(Stored dataset items)
*** Begin section ***
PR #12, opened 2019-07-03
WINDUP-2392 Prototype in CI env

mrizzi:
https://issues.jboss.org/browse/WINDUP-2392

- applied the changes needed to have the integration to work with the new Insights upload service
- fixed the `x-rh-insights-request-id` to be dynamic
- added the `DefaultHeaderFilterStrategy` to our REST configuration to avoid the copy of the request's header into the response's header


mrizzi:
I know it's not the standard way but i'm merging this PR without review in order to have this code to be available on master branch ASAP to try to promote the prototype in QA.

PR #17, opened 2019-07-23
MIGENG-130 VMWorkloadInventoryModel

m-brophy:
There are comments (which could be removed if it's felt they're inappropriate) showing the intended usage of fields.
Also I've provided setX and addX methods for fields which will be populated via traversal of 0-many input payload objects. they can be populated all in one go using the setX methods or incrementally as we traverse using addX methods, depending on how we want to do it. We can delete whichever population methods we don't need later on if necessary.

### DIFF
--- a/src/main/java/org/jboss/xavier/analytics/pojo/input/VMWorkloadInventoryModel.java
*** End section ***
*Task instructions*: The expected result is a copy of each line in the records where "they" appears.

*Your response*:
There are comments (which could be removed if it's felt they're inappropriate) showing the intended usage of fields.
Also I've provided setX and addX methods for fields which will be populated via traversal of 0-many input payload objects. they can be populated all in one go using the setX methods or incrementally as we traverse using addX methods, depending on how we want to do it. We can delete whichever population methods we don't need later on if necessary.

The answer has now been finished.